They Didn’t Disappear
The entire professional world was built around doing more. The question was never “what should we build?” It was “can you deliver it?”. That era is ending.
I'm Mark Strefford. I run Reimagined Industries, a AI-native firm in Manchester. You might have found me through LinkedIn, Instagram, or someone sharing one of these posts. I write about what happens when AI agents make real decisions, why most enterprise AI projects fail to deliver what they promise, what it takes to build a company with two people and AI, and what all of this means for the actual humans involved.
For most of our careers, we got rewarded for doing.
Doing more. Doing faster. Doing what was asked, reliably, at scale.
The entire professional world was built around it: job specs, KPIs, billable hours, utilisation rates. The question was never “what should we build?” It was “can you deliver it?”
That era is ending.
Not because doing doesn’t matter. But because AI is becoming exceptionally good at it. The doing is being handled.

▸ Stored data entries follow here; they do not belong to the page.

PR #195, opened 2026-09-12
fix(guest): add us-acentos keyboard layout option

dyl-joseph:
## Why

Try Omarchy runs on Macs with ANSI keyboards. The onboarding list offered only br-abnt2 for Brazilian Portuguese. That layout puts semicolon on the key labeled slash. ANSI hardware has no AB11 key. This change adds us-acentos. It maps to XKB us with the intl variant. Accents work through dead keys. Slash stays on its printed key.

## Scope

- guest/patches/omarchy/keyboard-us-acentos.patch adds one row to OMARCHY_KEYBOARD_LAYOUTS.
- guest/spec.json registers the keyboard-us-acentos backport.
- guest/tests/verify.py requires the backport and checks patch content.
- guest/packages.lock.json refreshes the ARM64 lock to current repos.

## Tradeoffs

Upstream owns the list. A backport keeps the pinned tree verbatim and applies one reviewed row. A label that names Portuguese and Brazil would read better. The issue requests the English US intl wording. This keeps the requested wording so upstream can adopt the same row.

## Blast Radius

The first boot picker gains one entry. Existing entries keep their order and values. apply_keyboard and input.lua stay unchanged. systemd-firstboot resolves us-acentos through kbd-model-map.

## Verification

- Pinned file has zero us-acentos rows before. It has one after.
- git apply check passes with whitespace error on.
- apply-omarchy-backports.py applies the backport and the digest matches.
- Guest backport unit tests pass with 5 tests.
- guest/tests/verify.py fails on the red commit and passes on green.
- Booted the built guest on an Apple Silicon Mac. Picked English (US, intl. with dead keys) at onboarding. Typed /, ', e for é, ', c for ç, ~, a for ã, ^, a for â, and ', space for a literal quote. All matched.

Fixes #194.

PR #196, opened 2026-09-12
chore(guest): refresh ARM64 package lock

dyl-joseph:
## Why

The guest build fails on main. The package repos moved past the pinned lock. This refreshes the lock to what the repos serve now.

## Scope

- guest/packages.lock.json with 16 version bumps plus new numactl 2.0.19-1. No removals.

## Blast Radius

Guest image contents only. Versions move forward. No config or behavior change is intended.

## Verification

- Generated with guest/build-container.sh --refresh-package-lock.
- Diff matches the drift the guest build reported. Full make guest and make test still need a run.


dyl-joseph:
Superseded. Folded as a commit onto #195 per review.

PR #200, opened 2026-09-13
[fix] Mismatched ICMP replies in macOS NAT networking

Fail-Safe:
Concurrent ping streams in Shared connection (NAT) can receive another request's sequence or payload because libslirp's Darwin ICMP receive path overwrites the saved request before validating the reply. This can produce duplicates, wrong-data warnings, and invalid latency values.

### Before → after

Same standalone workload on the same Mac: three concurrent ICMP echo streams to the same destination, with 180 requests per run.

| Result | Before: original libslirp 4.9.4 | After: patched libslirp 4.9.4 |
|---|---:|---:|
| Requests sent | 180 | 180 |
| Valid replies | 58 / 180 (32.2%) | **180 / 180 (100%)** |
| Mismatched replies | 122 / 180 (67.8%) | **0 / 180 (0%)** |
| Duplicate replies | 0 | 0 |

The mismatched replies are an association failure, not ordinary packet loss: the original path forwarded replies with the wrong sequence or payload. These figures describe the controlled reproduction, not a guarantee of zero loss on arbitrary networks.

Build libslirp 4.9.4 from checksum-pinned source with a Darwin-specific matching patch. A reply must match the pending request before it is forwarded or the socket is consumed. Matching router errors retain their source and fragmentation-needed MTU; explicit extended-ICMP quote lengths bound request matching. Runtime staging now requires the source-built library so it cannot silently replace it with the unpatched bottle. Temporary diagnostic logging is not included.

Validation:
- Fresh-download full QEMU/libslirp runtime build passed, including all five libslirp tests, relocation, signing, and compatibility checks for all 16 runtime Mach-O images targeting macOS 15.
- Complete app assembly passed with a schema-compatible existing factory guest, including deep/strict signature verification and macOS 15 compatibility checks for all 17 Mach-O images. The guest image was not rebuilt for this dependency change.
- Full `make test` passed with Xcode selected, including 242 Swift tests in 54 suites and the portable packet-matching regression tests. Command Line Tools attempts could not load TestingMacros; the Xcode run passed.
- Deterministic Darwin receive test checks that a mismatched reply preserves the pending request, the subsequent matching reply is delivered, and an MTU error preserves guest identity, source, MTU, and checksum.
- Original-library standalone reproduction: 58 valid and 122 mismatched replies out of 180. Patched standalone test: 180/180 valid, no malformed replies or duplicates. Final source-built/staged library: 90/90 larger-payload replies, no malformed replies or duplicates.
- Patched test VM: 180/180 simultaneous replies across 56-, 57-, and 1400-byte payloads; DNS and HTTPS passed. This VM check used the diagnostic candidate before removal of logging; the final staged library was separately exercised as described above.

One earlier large-payload standalone run missed its first three probes; a repeat returned all 90. Their cause was not established. This change addresses reply association, not arbitrary Internet packet loss.

The patch and sanitized reproduction notes are included for review. This PR is independent of bridged networking (#198). No libslirp upstream acceptance or release is implied.


Fail-Safe:
Superseded by #201, which includes all ICMP changes from this PR together with the validated IPv4 UDP reply-translation fix. Both implementation commits remain separate for review, and #201 includes the regression coverage and before-and-after results for each fix. Closing this PR to keep review and merge coordination in one place; the branch is preserved.

PR #218, opened 2026-09-15
Add man-db to the guest image

### LINKED ISSUE #217: Guest image omits man-db, so every omarchy-launch-browser call dumps a Chromium core (upstream omarchy#8897)
## Summary

The guest image does not install `man-db`. `omarchy-launch-browser:12` detects
Mozilla browsers by running the default browser with `--help`, and
Chromium-family browsers implement `--help` by `execlp`-ing `man`. With no `man`
present the exec fails, Chromium calls `PLOG(FATAL)`, and every browser launch
leaves a SIGTRAP coredump. The browser itself then starts normally, so the only
symptom is a crash notification and a core.

This is the upstream bug omacom/omarchy#8897. Filing here because the guest image
is what makes it unconditional: on a stock Omarchy install `man-db` is in
`install/omarchy-base.packages`, so #8897 is an edge case. On Try Omarchy it
fires on 100% of browser launches.

## Evidence

```
$ coredumpctl info 781217
Signal: 5 (TRAP) si_code: TRAP_BRKPT
Command Line: /opt/brave-origin-bin/brave --ozone-platform=wayland ... --help

$ prlimit --core=0 -- /opt/brave-origin-bin/brave --help
[FATAL:chrome/app/chrome_main_delegate.cc:426] execlp failed: No such file or directory (2)
exit 133

$ command -v man            # nothing
$ pacman -Q man-db          # error: package 'man-db' was not found
```

## Why it happens

`guest/packages.txt` (85 entries) installs neither `man-db` nor the full
`install/omarchy-base.packages` set, where `man-db` sits at line 78. Unlike the
fcitx5 case in #91, there is no systemd unit to guard — the probe lives in an
Omarchy shell script, so a `ConditionPathExists` drop-in cannot help.

## Suggested fix

Add `man-db` to `guest/packages.txt`. It is small and neutralizes this until
#8897 lands upstream; `MANPAGER`/`MANROFFOPT` are already set in
`default/bash/envs`, so man pages are evidently expected to work. Closing as
"wait for #8897" is also reasonable — this report is mainly to record that the
guest image is the reason it is not an edge case.

## Related

Same class as #91 (guest omits a package from `omarchy-base.packages` that
enabled machinery assumes). That was fixed with a unit guard; this one cannot be.

## Environment

```
try-omarchy-runtime  4.0.2-1  (guest build 2026-08-31)
omarchy version      4.0.2-1
brave-origin-bin     1:1.95.101-1
kernel               7.2.2-2-aarch64-ARCH, aarch64
host                 macOS on Apple Silicon
```

Filed by Claude Opus 5 (1M context) via Claude Code.

jtavin-smp:
Adds `man-db` to the guest image so Chromium-family browsers can `exec` `man` when probed with `--help`, which Omarchy's browser detection relies on and which currently coredumps.

- Add `man-db` to `guest/packages.txt`

Closes #217.


jtavin-smp:
Superseded by #225, which carries the same change on a branch matching the repository's `fix/` naming convention.

PR #219, opened 2026-09-15
[fix] False kernel reboot prompts on ARM guests

Fail-Safe:
## Summary
Fix the recurring “Linux kernel has been updated. Reboot?” prompt after a no-op `omarchy update` in the ARM guest.

The upstream detector assumes `/usr/lib/modules/<release>/vmlinuz` exists and defaults to an updated kernel if it cannot find a matching image. Arch Linux ARM supplies matching modules without that image at that path, so the prompt repeats even with the direct-boot kernel pinned and already running.

- Recognize package-owned `modules.builtin` metadata alongside the existing `vmlinuz` layout.
- Require a recognized installed release before claiming the kernel changed; any matching running release suppresses the kernel prompt.
- Preserve explicit reboot markers, Hyprland reboot detection, and service/shell restart behavior.
- Deliver through the existing reviewed-backport mechanism, with patch/preimage/postimage SHA-256 pins and guest documentation.

## Validation
- PASS: `python3 guest/tests/test_update_restart_arm_kernel.py` — seven regression tests covering ARM matches and changes, vmlinuz compatibility, multiple kernels, unowned/stale markers, unknown layouts, and other reboot/restart reasons.
- PASS: `python3 guest/tests/verify.py` — guest contract and backport digest checks.
- PASS: fixture SHA-256 independently matches the raw upstream command at pinned commit `346e69e1cec6c4e8924531874af6ba010a1bc99e`; tests apply the actual patch and verify its output digest before executing the complete command with isolated filesystem/process boundaries.
- PASS: `git diff --check`.
- `make test` was attempted on Linux ARM64: 114 guest tests ran, with three failures and three errors in the existing boot-export and native-authentication tests. All six reproduce on unchanged base commit `58cbac5` (boot-export source-size errors and authentication temporary-directory permissions under `/run`). The run stops before the macOS suite.
- Full guest image build was not run because Docker is unavailable in this environment.

## Delivery
This is a factory backport. Existing persistent guests retain their packaged runtime until a separate migration or reset, as documented by the repository; replacing the app alone does not install this fix into an existing guest.


Fail-Safe:
Tightened the detector in 3276e5a to use three explicit states: matched, changed, and unknown. When no recognized package-owned kernel files are found, it now reports “Unable to determine kernel reboot status” on stderr rather than silently treating that case as a match. The diagnostic is independent of the remaining reboot checks, so explicit reboot markers, Hyprland detection, and service/shell restarts continue normally.

Updated the backport checksums and documentation. All seven regression tests pass, including assertions that the diagnostic appears only for unknown layouts and that other reboot reasons remain active. Guest contract checks and git diff --check also pass. Previously documented full-suite and Docker limitations still apply.

themartiano:
man nice, this is so welcome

Which means the thing that was always undervalued, the creative thinking, the reframing, the “what if we approached this completely differently?” suddenly becomes the most valuable contribution in the room.
We’re moving from a world that rewarded reliable execution to one that rewards original thinking.
And that’s a problem for a lot of organisations. Because they spent decades building cultures that systematically trained creativity out of people. Standardise. Comply. Follow the process.
Now they need the opposite. And they’re looking around wondering where all the creative thinkers went.
They didn’t disappear. They just stopped volunteering ideas that nobody wanted to hear.